(Dataset records)

--- START ---

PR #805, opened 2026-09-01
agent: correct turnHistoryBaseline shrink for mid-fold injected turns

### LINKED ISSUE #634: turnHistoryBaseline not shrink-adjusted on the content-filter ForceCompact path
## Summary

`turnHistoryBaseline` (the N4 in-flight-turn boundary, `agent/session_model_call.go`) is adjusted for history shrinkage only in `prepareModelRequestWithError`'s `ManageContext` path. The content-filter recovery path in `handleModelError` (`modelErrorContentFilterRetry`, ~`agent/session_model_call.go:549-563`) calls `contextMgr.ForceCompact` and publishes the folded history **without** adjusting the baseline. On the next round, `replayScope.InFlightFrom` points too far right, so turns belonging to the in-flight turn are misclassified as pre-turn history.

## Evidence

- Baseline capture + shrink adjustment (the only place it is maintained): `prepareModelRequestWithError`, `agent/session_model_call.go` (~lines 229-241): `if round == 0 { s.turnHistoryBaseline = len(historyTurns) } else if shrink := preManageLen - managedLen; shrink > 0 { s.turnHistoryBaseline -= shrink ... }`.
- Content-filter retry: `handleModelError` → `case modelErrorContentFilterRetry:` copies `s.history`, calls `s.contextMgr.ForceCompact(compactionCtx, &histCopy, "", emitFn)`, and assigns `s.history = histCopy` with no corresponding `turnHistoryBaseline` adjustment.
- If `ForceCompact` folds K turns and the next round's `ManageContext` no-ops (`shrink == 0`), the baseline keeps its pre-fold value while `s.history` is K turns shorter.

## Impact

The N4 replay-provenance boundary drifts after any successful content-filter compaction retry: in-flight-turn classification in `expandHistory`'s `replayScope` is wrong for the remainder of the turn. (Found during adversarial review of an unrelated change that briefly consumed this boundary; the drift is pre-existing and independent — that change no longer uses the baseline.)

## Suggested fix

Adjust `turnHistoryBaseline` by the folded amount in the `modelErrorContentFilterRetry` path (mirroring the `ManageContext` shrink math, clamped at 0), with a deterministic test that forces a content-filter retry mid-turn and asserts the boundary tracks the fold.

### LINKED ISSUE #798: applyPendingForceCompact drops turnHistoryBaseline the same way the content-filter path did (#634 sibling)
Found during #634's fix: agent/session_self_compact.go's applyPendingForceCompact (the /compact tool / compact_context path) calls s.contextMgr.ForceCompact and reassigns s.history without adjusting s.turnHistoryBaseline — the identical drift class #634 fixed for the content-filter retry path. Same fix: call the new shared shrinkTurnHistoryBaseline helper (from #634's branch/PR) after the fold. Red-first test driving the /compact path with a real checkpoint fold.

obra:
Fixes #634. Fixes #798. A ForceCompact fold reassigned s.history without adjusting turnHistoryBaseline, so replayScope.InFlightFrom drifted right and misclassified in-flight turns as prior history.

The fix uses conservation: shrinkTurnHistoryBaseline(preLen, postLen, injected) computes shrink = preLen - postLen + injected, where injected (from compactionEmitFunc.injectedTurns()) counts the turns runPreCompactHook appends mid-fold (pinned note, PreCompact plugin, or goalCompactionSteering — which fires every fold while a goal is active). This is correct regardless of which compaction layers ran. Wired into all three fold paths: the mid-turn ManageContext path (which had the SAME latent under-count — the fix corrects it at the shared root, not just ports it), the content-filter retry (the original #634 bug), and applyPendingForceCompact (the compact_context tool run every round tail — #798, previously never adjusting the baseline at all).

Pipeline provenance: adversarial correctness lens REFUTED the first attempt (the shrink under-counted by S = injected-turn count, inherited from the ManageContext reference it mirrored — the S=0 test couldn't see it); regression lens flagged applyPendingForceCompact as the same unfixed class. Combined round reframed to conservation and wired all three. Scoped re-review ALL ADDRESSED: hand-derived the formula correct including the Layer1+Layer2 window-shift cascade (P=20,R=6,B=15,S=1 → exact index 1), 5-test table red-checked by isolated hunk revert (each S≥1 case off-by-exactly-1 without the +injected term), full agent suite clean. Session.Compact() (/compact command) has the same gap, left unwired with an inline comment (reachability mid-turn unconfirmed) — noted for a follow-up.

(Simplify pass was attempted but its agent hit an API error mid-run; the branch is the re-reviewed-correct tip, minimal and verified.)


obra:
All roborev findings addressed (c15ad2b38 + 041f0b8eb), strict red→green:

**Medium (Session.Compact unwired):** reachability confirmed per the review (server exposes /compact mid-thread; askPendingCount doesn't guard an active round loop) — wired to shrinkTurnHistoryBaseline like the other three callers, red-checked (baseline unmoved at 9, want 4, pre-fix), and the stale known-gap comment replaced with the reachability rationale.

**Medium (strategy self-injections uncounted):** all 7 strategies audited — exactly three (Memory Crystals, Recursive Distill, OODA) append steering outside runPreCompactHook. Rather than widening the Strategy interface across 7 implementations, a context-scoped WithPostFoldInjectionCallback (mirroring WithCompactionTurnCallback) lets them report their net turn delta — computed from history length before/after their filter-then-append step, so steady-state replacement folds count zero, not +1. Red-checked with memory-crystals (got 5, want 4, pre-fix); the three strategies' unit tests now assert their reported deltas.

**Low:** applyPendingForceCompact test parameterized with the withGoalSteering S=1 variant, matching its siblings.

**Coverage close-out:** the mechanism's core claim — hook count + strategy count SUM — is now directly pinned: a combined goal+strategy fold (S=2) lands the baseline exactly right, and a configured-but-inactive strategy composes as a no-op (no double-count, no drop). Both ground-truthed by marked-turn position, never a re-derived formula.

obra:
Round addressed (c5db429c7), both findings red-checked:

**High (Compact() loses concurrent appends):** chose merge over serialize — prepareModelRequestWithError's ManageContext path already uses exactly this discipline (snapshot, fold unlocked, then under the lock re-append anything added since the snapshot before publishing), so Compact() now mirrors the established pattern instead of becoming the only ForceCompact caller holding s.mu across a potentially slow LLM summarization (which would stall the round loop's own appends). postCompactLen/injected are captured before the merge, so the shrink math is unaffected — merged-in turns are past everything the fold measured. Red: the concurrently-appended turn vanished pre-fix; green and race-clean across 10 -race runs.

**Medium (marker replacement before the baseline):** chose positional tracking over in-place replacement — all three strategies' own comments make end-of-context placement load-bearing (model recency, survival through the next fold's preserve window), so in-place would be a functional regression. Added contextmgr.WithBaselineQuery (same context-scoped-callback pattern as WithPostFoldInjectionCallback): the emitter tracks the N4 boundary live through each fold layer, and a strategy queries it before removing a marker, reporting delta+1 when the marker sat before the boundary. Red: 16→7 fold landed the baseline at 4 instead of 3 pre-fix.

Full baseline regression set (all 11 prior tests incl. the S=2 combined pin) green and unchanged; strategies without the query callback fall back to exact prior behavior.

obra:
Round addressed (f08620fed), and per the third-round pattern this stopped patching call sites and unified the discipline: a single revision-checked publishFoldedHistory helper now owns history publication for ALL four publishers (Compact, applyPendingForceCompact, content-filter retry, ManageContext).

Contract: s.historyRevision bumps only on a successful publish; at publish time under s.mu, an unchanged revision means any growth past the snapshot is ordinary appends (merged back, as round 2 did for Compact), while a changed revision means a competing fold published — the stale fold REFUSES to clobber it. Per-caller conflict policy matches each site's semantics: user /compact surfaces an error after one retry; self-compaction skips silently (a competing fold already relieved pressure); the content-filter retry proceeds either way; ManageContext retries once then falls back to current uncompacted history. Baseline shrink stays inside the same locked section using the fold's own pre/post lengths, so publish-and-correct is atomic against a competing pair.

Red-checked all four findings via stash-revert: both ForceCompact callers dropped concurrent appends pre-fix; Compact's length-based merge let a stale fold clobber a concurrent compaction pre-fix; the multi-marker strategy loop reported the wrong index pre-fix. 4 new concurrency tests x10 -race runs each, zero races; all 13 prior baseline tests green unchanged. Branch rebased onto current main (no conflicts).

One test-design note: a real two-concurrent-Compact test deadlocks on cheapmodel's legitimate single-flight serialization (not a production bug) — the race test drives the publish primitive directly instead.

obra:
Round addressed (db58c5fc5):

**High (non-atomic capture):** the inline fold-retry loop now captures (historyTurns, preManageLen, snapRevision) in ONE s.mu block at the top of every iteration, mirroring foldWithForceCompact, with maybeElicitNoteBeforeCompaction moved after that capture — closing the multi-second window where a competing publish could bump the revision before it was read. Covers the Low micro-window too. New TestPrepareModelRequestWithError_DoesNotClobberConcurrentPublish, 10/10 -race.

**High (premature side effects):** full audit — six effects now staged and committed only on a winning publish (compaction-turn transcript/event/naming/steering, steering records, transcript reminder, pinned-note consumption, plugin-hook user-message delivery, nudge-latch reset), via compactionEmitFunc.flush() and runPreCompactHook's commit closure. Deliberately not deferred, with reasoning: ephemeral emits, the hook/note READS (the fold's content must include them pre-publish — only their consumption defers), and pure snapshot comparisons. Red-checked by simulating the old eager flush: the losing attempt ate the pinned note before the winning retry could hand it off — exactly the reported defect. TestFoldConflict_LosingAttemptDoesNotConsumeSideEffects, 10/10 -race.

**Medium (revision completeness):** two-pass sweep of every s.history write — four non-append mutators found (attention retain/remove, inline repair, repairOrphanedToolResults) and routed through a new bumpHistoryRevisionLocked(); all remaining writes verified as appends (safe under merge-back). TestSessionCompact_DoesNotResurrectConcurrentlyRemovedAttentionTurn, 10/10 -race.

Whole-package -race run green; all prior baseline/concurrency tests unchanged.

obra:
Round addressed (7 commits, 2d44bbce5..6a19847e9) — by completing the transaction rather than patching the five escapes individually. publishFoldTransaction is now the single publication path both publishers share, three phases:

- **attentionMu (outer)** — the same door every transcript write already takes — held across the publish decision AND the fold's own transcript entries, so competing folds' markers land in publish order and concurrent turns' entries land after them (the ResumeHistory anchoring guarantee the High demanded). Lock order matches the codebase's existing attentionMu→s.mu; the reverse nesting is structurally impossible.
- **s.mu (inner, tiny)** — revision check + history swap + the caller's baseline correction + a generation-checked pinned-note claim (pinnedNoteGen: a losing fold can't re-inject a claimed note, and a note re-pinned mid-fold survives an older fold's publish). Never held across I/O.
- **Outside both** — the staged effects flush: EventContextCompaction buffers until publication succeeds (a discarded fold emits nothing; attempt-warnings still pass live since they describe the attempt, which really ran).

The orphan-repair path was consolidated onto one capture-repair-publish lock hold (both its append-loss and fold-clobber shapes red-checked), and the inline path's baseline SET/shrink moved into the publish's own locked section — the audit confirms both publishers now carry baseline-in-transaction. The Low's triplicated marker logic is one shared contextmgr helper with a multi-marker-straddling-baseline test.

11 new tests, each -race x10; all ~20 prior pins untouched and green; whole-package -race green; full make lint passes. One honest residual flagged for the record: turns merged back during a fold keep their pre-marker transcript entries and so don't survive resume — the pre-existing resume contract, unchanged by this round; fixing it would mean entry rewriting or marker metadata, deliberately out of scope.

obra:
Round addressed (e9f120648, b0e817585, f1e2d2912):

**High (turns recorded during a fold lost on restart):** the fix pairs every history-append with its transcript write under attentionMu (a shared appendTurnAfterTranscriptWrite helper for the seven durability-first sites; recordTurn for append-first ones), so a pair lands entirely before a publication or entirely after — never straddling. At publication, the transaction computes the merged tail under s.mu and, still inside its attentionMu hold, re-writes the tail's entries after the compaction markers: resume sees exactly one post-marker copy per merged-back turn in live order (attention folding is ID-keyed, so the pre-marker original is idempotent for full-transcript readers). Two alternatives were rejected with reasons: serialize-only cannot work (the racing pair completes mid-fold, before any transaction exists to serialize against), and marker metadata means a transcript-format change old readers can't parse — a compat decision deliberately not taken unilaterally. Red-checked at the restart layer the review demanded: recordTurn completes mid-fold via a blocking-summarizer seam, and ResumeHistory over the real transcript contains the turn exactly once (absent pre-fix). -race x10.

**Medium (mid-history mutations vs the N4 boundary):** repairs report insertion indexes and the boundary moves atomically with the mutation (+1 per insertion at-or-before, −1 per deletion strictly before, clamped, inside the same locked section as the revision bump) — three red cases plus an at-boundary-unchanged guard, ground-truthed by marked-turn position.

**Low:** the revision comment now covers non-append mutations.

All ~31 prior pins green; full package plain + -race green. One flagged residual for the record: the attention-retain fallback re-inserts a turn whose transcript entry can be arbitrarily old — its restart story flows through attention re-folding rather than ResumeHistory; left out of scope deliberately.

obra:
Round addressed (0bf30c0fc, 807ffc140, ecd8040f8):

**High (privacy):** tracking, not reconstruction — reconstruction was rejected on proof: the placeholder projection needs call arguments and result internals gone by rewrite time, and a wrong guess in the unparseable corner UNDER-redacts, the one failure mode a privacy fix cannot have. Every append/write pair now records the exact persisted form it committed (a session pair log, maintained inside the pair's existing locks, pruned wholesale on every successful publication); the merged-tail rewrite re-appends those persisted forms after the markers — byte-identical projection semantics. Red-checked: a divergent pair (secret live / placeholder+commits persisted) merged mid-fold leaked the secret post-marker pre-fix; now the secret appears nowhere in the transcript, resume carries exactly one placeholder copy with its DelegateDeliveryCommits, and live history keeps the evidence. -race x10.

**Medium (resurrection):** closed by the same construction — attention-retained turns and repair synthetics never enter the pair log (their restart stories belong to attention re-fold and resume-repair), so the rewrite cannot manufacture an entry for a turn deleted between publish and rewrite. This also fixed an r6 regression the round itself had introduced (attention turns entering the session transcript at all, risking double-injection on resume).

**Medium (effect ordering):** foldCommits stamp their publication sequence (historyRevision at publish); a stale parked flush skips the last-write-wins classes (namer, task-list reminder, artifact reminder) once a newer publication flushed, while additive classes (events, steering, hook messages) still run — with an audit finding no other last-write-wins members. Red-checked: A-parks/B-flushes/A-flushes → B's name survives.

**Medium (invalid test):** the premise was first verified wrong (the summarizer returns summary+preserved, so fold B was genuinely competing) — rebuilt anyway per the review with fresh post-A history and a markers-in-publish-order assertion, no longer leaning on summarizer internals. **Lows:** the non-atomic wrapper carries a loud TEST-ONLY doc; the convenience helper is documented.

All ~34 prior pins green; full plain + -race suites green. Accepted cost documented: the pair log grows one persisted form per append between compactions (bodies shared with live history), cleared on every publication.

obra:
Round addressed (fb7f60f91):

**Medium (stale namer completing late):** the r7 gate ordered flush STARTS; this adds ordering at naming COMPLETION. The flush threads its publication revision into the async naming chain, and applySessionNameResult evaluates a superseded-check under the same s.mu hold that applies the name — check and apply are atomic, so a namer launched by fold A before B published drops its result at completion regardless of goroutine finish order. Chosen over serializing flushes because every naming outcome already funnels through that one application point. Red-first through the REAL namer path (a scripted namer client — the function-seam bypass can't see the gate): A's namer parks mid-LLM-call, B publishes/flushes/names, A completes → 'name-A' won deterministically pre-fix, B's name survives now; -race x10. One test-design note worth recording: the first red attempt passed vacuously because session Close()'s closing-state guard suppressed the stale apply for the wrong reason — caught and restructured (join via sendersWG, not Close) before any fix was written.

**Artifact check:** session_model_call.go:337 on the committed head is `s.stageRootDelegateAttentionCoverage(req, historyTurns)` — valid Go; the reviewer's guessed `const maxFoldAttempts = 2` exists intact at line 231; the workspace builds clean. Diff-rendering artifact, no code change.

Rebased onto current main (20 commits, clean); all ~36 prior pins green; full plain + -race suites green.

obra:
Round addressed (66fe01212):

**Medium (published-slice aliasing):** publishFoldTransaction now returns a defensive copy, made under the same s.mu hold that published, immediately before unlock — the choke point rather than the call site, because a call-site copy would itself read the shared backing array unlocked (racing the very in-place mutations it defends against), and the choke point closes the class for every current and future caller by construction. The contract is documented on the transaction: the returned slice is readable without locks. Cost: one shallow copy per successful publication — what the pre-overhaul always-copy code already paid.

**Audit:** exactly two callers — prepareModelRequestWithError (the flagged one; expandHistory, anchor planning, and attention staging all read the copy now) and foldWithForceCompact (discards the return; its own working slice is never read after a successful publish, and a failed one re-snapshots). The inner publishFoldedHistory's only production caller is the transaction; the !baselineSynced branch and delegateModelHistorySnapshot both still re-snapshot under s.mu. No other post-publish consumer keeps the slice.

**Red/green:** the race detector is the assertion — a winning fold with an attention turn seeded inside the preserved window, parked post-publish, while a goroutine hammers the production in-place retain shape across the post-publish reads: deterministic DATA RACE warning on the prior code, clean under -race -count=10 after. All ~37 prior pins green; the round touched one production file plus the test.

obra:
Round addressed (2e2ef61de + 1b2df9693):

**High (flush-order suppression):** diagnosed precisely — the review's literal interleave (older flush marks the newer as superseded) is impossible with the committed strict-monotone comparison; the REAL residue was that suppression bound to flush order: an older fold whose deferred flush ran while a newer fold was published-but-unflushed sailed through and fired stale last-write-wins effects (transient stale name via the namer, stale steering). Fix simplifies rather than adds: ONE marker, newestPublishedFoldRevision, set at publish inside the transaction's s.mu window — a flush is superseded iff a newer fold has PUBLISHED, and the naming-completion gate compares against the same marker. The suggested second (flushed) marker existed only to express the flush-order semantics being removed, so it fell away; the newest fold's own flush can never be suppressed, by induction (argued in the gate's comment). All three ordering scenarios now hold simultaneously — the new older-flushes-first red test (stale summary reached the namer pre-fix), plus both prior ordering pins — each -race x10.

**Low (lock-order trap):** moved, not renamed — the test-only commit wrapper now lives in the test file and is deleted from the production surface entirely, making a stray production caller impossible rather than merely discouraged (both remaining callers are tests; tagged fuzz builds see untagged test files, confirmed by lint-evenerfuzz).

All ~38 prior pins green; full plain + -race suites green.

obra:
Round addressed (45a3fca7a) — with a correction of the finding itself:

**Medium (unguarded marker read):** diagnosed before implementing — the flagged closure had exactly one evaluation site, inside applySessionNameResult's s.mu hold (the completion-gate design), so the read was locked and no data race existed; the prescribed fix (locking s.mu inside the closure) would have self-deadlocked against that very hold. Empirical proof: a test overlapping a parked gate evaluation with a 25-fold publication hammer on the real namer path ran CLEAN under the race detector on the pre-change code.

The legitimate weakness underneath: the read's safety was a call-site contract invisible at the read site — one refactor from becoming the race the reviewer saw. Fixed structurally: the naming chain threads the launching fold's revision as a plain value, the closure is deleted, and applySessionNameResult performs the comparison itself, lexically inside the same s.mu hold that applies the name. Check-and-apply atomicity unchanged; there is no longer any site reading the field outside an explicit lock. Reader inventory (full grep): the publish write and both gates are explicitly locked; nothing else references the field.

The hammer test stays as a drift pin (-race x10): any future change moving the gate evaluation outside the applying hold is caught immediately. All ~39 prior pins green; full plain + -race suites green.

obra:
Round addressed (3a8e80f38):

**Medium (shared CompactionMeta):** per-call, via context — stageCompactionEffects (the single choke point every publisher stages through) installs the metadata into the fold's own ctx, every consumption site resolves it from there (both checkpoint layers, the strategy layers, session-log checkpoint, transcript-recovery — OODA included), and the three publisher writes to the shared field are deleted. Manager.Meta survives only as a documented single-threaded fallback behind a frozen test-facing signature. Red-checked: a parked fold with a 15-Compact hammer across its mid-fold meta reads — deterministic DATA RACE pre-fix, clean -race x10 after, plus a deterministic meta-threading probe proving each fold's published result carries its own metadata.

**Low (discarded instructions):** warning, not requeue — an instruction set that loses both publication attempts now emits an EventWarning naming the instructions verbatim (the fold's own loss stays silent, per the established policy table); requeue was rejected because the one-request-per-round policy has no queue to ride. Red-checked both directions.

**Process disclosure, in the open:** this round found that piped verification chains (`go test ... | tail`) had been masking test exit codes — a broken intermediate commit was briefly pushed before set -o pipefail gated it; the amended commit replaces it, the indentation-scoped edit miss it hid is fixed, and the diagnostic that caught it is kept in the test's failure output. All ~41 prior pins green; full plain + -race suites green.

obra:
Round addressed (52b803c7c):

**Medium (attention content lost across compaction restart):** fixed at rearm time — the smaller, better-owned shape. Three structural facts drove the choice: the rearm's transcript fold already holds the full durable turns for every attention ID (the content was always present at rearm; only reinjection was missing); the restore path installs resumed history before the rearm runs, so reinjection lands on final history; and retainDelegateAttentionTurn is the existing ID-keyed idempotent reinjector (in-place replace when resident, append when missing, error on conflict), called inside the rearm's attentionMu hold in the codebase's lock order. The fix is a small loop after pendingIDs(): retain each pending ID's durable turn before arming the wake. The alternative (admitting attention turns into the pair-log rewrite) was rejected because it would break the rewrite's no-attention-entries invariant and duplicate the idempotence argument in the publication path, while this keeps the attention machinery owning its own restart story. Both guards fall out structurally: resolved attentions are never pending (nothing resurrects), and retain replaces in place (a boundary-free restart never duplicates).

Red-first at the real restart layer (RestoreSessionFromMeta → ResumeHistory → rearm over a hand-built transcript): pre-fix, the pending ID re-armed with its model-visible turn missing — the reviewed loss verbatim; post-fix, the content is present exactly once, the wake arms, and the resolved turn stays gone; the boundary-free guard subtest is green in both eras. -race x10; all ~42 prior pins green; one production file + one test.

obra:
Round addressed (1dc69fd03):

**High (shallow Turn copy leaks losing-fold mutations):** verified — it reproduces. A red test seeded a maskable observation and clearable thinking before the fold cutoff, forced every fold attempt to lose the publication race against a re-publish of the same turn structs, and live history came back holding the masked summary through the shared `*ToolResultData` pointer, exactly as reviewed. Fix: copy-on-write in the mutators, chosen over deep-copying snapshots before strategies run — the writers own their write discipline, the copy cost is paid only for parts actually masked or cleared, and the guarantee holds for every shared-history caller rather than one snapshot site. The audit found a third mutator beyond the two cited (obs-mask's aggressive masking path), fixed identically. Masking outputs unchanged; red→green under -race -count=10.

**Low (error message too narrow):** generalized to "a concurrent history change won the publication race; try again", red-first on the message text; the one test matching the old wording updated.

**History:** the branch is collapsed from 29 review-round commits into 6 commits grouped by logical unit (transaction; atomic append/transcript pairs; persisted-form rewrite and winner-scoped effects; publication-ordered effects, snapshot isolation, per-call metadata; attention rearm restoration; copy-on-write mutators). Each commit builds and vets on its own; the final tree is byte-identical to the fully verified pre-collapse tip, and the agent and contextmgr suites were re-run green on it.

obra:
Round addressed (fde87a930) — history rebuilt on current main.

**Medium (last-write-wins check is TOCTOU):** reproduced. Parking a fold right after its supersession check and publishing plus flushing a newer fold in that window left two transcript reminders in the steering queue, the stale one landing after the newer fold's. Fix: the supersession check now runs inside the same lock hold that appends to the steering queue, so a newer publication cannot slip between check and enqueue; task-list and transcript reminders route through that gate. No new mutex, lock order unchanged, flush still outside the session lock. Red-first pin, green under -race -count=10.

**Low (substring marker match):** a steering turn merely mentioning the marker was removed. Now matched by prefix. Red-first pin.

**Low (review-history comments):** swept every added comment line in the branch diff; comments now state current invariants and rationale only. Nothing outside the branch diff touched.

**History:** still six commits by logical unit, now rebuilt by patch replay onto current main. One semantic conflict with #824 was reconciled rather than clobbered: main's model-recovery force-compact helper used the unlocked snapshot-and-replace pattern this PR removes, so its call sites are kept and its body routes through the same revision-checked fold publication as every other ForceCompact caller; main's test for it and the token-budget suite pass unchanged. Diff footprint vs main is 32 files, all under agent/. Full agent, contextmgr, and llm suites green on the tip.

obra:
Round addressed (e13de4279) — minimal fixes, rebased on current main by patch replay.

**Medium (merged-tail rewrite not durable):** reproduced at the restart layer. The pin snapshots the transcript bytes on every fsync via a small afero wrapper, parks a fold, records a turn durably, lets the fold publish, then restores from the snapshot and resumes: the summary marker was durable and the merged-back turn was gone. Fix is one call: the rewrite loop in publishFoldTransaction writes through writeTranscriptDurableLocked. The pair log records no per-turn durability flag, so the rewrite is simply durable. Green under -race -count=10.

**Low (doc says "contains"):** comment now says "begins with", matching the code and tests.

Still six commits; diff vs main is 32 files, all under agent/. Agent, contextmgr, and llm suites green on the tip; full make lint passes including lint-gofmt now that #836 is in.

--- END ---

## WHAT TO PRODUCE
Give the number of lines in the records that hold the word "were", with no other words.

## EXERCISE RESULT
2